__Exercise__:
If a line in the entries below contains "Hopefully", copy it.

__Records supplied__:
Issue #4538, opened 2023-07-28
<delete> does not remove files from the playlist


Shimushushushu:
**System and IINA version:**

- macOS Ventura 13.4.1 
- IINA 1.3.3 

**Expected behavior:**

Pressing &lt;delete&gt; removes the selected files in the playlist.

**Actual behavior:**

Nothing happens, except for an alert sound (the same as `printf "\a"`), and no crash occurs.

**Steps to reproduce:**

1. Open several files.
2. Choose arbitrary number of them in the playlist.
3. press &lt;delete&gt;. 

- [x] MPV does not have this problem.

**How often does this happen?**

Always, as long as the steps above are performed.

low-batt:
Reproduced. Thank you for reporting this!
Confirmed IINA 1.3.2 works. This is a regression added in IINA 1.3.3.

From a very quick analysis…

This method was added to the `MainWindow` class in commit 0bc3691cf5805f51ddb491ee249c4d75e056d147:
```swift
  override func keyDown(with event: NSEvent) {
    /// Forward all key events which the window receives to its controller.
    /// This allows `ESC` & `TAB` key bindings to work, instead of getting swallowed by
    /// MacOS keyboard focus navigation (which we don't use).
    if let controller = windowController as? MainWindowController {
       controller.keyDown(with: event)
    }
  }
```

Adding debug logging to see the responder chain shows:
```text
<IINA.MainWindow: 0x10e6f2420>
<IINA.MainMenuActionHandler: 0x600003ea0030>
<IINA.MainWindowController: 0x11e886000>
```

The above code by passes `MainMenuActionHandler`. That prevents this method in `PlaylistViewController` from being called:
```swift
  @objc func delete(_ sender: NSMenuItem) {
    player.playlistRemove(playlistTableView.selectedRowIndexes)
  }
```

At least I think that is what is going on.

If the menu item is invoked directly the entry is removed from the playlist.

@svobs Please look into this one.

svobs:
> The above code by passes MainMenuActionHandler. That prevents this method in PlaylistViewController from being called:
> At least I think that is what is going on.

If only it were that simple.

The `MainMenuActionHandler` class just contains extra actions for `MainWindowController` but doesn't really need to listen for input. It relies on the code in `MenuController` to bind keys from `MainWindowController` to those actions. (It doesn't really need to be its own separate object, really). The problem here is that the `PlaylistViewController` is being left out of the chain.

[...]

PR #4550, opened 2023-08-01
Fix regression: could not use DEL or BS keys to remove from playlist

svobs:
- [x] This implements/fixes issue #4538.

---

**Description:**

Using the easiest route to fix this, which is to add a special check for Backspace and Delete when the playlist is open and row(s) are selected.

Had to duplicate the code for Music Mode.

### DIFF
--- a/iina/MainWindowController.swift
+++ b/iina/MainWindowController.swift
@@ -855,6 +855,20 @@ class MainWindowController: PlayerWindowController {
 
   // MARK: - Mouse / Trackpad events
 
+  override func keyDown(with event: NSEvent) {
+    if sideBarStatus == .playlist {
+      // Special case for playlist delete
+      let key = KeyCodeHelper.mpvKeyCode(from: event)
+      if key == "DEL" || key == "BS" {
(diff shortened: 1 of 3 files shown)


low-batt (approved):
I pulled the PR, built IINA and confirmed this fixes the regression.

low-batt:
I also confirmed this does not fix the regression reported in issue #4562 which could be related. I'm expecting additional work in this area is required.

svobs:
I made some extra fixes to key bindings in PR #4567, but because there's no overlapping code between the two I've submitted it as a separate PR. Hopefully that was the right way to go.

svobs:
Confirmed that de5fdf50d08a3f1787dfcc7f2b701cfd1a11de1f from PR #4569 fixes this in a superior way. Closing this one.

> I made some extra fixes to key bindings in PR https://github.com/iina/iina/pull/4567, but because there's no overlapping code between the two I've submitted it as a separate PR. Hopefully that was the right way to go.

Looks like that was the right way to go. That fix is still needed.

PR #4560, opened 2023-08-04
Support installing plugins from GitHub releases & directly opening iinaplgz files

lhc70000:

---

**Description:**

This PR implements two critical features for the upcoming release of the plugin system:

- Support installing a `iinaplgz` file by directly opening it
- Previously, when installing from GitHub, IINA could only download the source code, therefore required the built files to be included in the repo. However, this is a terrible choice, especially for a large project with megabytes of transpiled files. Now IINA will try to find an `iinaplgz` file from the latest release and only install from the source when failed.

__Written solution__:
I made some extra fixes to key bindings in PR #4567, but because there's no overlapping code between the two I've submitted it as a separate PR. Hopefully that was the right way to go.
> I made some extra fixes to key bindings in PR https://github.com/iina/iina/pull/4567, but because there's no overlapping code between the two I've submitted it as a separate PR. Hopefully that was the right way to go.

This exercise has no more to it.